Perusahaan memiliki beberapa anak usaha yang bergerak di berbagai sektor, seperti agribisnis, karet olahan, batu bara, perdagangan, manufaktur, pertanian, dealer motor dan logistik. Perusahaan yang didirikan Teddy tersebut cukup gemilang. Pada 2011 atau tiga tahun setelah pendiriannya, omzet Triputra telah melesat sampai dengan Rp40 triliun.

Bagaimana kaitan Teddy dengan Gibran dan Kaesang? Teddy masuk ke holding bisnis Gibran dan Kaesang lewat PT Gema Wahana Jaya. Perusahaan milik Teddy itu termasuk kongsi dagang pada GK Hebat, holding usaha kuliner anak Presiden Jokowi. Teddy Rachmat memiliki saham senilai Rp9.009.600 melalui PT Gema Wahana Jaya di GK Hebat.

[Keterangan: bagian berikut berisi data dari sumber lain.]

PR #35272, opened 2024-05-23
[Fix](Nereids) fix leading hint should have all tables in one query block (#33517)

LiBinfeng-01:
cherry-pick: #33517


LiBinfeng-01:
run buildall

Ia pemilik saham mayoritas senilai Rp14,4 miliar di PT Gema Wahana Jaya, dan putra sulungnya, Christian Ariano Rachmat, pemilik saham senilai Rp1 juta. Putra keduanya, Arif Patrick Rachmat, menjabat komisaris di perusahaan tersebut.

  1. Alpha JWC

Alpha JWC adalah perusahaan ventura yang mengucurkan pendanaan pada bisnis yang dianggap prospektif. Berdiri baru pada 2015, JWC diambil dari tiga nama pendirinya: Jefrey Joe, Will Ongkowidjaja, dan Chandra Tjan.

Baru-baru ini, bisnis kuliner Gibran Rakabuming bernama Mangkok Ku menerima suntikan dana tahap awal (seed funding) sebesar 2 juta dolar AS atau setara Rp28,3 miliar dari salah satu firma modal ventura bernama Alpha JWC Ventures. Gibran berkata dana segar ini, di antara hal lain, akan dipakai untuk membuka gerai-gerai baru.

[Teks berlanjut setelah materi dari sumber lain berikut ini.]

PR #35314, opened 2024-05-23
[Fix](group commit) Fix group commit block queue mem estimate faule

Yukang-Lian:
## Proposed changes

Issue Number: close #xxx

**Problem:** When `group commit=async_mode` and NULL data is imported into a `variant` type column, it causes incorrect memory statistics for group commit backpressure, leading to a stuck issue.
**Cause:** In group commit mode, blocks are first added to a queue in batches using `add block`, and then blocks are retrieved from the queue using `get block`. To track memory usage during backpressure, we add the block size to the memory statistics during `add block` and subtract the block size from the memory statistics during `get block`. However, for `variant` types, during the `add block` write to WAL, serialization occurs, which can merge types (e.g., merging `int` and `bigint` into `bigint`), thereby changing the block size. This results in a discrepancy between the block size during `get block` and `add block`, causing memory statistics to overflow.
**Solution:** Record the block size at the time of `add block` and use this recorded size during `get block` instead of the actual block size. This ensures consistency in the memory addition and subtraction.

## Further comments

### DIFF
--- a/be/src/runtime/group_commit_mgr.cpp
+++ b/be/src/runtime/group_commit_mgr.cpp
@@ -62,9 +62,27 @@ Status LoadBlockQueue::add_block(RuntimeState* runtime_state,
     RETURN_IF_ERROR(status);
     if (block->rows() > 0) {
         if (!config::group_commit_wait_replay_wal_finish) {
-            _block_queue.push_back(block);
+            _block_queue.emplace_back(block);
             _data_bytes += block->bytes();
+            int before_block_queues_bytes = _all_block_queues_bytes->load();
             _all_block_queues_bytes->fetch_add(block->bytes(), std::memory_order_relaxed);
+            std::stringstream ss;
+            ss << "[";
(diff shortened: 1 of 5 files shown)


Yukang-Lian:
test will be added soon

Yukang-Lian:
run buildall

Yukang-Lian:
run buildall

be/src/runtime/group_commit_mgr.cpp
```diff
@@ -184,8 +220,27 @@ void LoadBlockQueue::_cancel_without_lock(const Status& st) {
     status = st;
     while (!_block_queue.empty()) {
         {
```
gavinchou, line 222: What is this code block indention for?

Yukang-Lian:
run buildall

mymeiyi (approved):

dataroaring (approved):
LGTM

Dari langkah bisnis ini, Alpha JWC berhak atas sebagian saham perusahaan. Mangkok Ku adalah restoran rice bowl di bawah bendera PT Pemuda Cari Cuan, dengan Gibran dan Kaesang sebagai komisaris.

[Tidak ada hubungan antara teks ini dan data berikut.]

PR #35329, opened 2024-05-24
[fix](shuffle) Do not return error if local recvr is null

Gabriel39:
## Proposed changes

errCode = 2, detailMessage = (172.30.0.248)[INTERNAL_ERROR]_local_recvr is null: 27

If downstream exchange operator finish earlier (e.g. if limited rows has reached), _local_recvr will be released. And then exchange sink operator try to get _local_recvr will be failed.
In fact, if downstream exchange operator finished, exchange sink operator can ignore it.

## Further comments

### DIFF
--- a/be/src/pipeline/exec/exchange_sink_operator.cpp
+++ b/be/src/pipeline/exec/exchange_sink_operator.cpp
@@ -155,12 +155,17 @@ Status ExchangeSinkLocalState::open(RuntimeState* state) {
         size_t dep_id = 0;
         for (auto* channel : channels) {
             if (channel->is_local()) {
-                _local_channels_dependency.push_back(channel->get_local_channel_dependency());
-                DCHECK(_local_channels_dependency[dep_id] != nullptr);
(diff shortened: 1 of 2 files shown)


Gabriel39:
run buildall

be/src/pipeline/exec/exchange_sink_operator.cpp
```diff
@@ -155,12 +155,17 @@ Status ExchangeSinkLocalState::open(RuntimeState* state) {
         size_t dep_id = 0;
         for (auto* channel : channels) {
             if (channel->is_local()) {
-                _local_channels_dependency.push_back(channel->get_local_channel_dependency());
```
yiguolei, line 158: why should we extract this dependency dynamically?
The channel is inited during prepare.
We should extract these dependency during open？
I think we should extract it during prepare stage and then we could avoid such problems.

yiguolei (approved):

BiteTheDDDDt (approved):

Alpha JWC Ventures juga menginjeksi 5 juta dolar AS (setara Rp70,5 miliar) kepada bisnis Gibran bernama Goola pada 2019. Pada bisnis gerai minuman tradisional ini, Gibran bekerja sama dengan Kevin Susanto, mantan penyanyi rohani cilik, masing-masing menyetorkan saham senilai Rp200 juta dan Rp300 juta di bawah bendera PT Kuliner Global Sejati.

Di perusahaan ini juga ada pengusaha muda solo bernama Arif Setyo Budi (saham senilai Rp200 juta); dan Benz Budiman (saham senilai Rp300 juta), CEO startup advertising tech bernama Pomona.

Siapakah pemilik Alpha JWC? Publik Indonesia belum familiar dengan ketiga pendiri ventura ini. Bloomberg menyebut Jefrey Joe sebagai lulusan dari tiga kampus top dunia: University of California, Monash University dan London Bussines School.

Selain itu ada Will Ongkowidjaja, yang merupakan keluarga Konglomerat Ongkowidjaja. Will menyabet master dari Harvard University, dan menjadi kolumnis tetap Forbes. Sedangkan Chandra Tjan adalah anak muda lulusan The University of Sydney dalam bidang finance, economics dan manajemen. management.

Sekarang tengah menjalani Owner-President Management (OPM) Program di Harvard Business School, program tiga tahun khusus untuk pemilik bisnis. Bloomberg menaksir total kekayaan Alpha JWC mencapai 433 juta dolar.